# Task prompt
Nothing but a number is expected: the count of lines in the data below that include "PrimaryPanes".

# Data listing

Issue #6904, opened 2018-08-30
Source mapped label not readable


janodvarko:
The `(mapped)` label used for source mapped file in the Source tree is almost not visible when selected. See the attached screenshot.

The label text should use white color when selected, just like the file name text.

![image](https://user-images.githubusercontent.com/37785/44858051-69234080-ac71-11e8-8f3e-22de2880dfb4.png)

Honza

darkwing:
This should fix the problem:

```diff
diff --git a/src/components/PrimaryPanes/Sources.css b/src/components/PrimaryPanes/Sources.css
index 775de636b..d0c5cdf79 100644
--- a/src/components/PrimaryPanes/Sources.css
+++ b/src/components/PrimaryPanes/Sources.css
@@ -99,6 +99,10 @@
   color: var(--theme-comment);
 }

+.sources-list .tree .focused .label .suffix {
+  color: inherit;
+}
+
 .sources-list .tree img.arrow.expanded {
   transform: rotate(0deg);
 }
```

<img width="445" alt="yaymapped" src="https://user-images.githubusercontent.com/46655/44879052-30359c80-ac6e-11e8-959d-2d5ee44e9915.png">

PR #6908, opened 2018-08-30
Fix source mapped label

egdbear:
Fixes Issue: #6904


darkwing:
Ooops @egdbear, I think you want `.sources-list .tree .focused .label .suffix`; there's a missing `s` in the first part of the selector.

# Solved exercise
3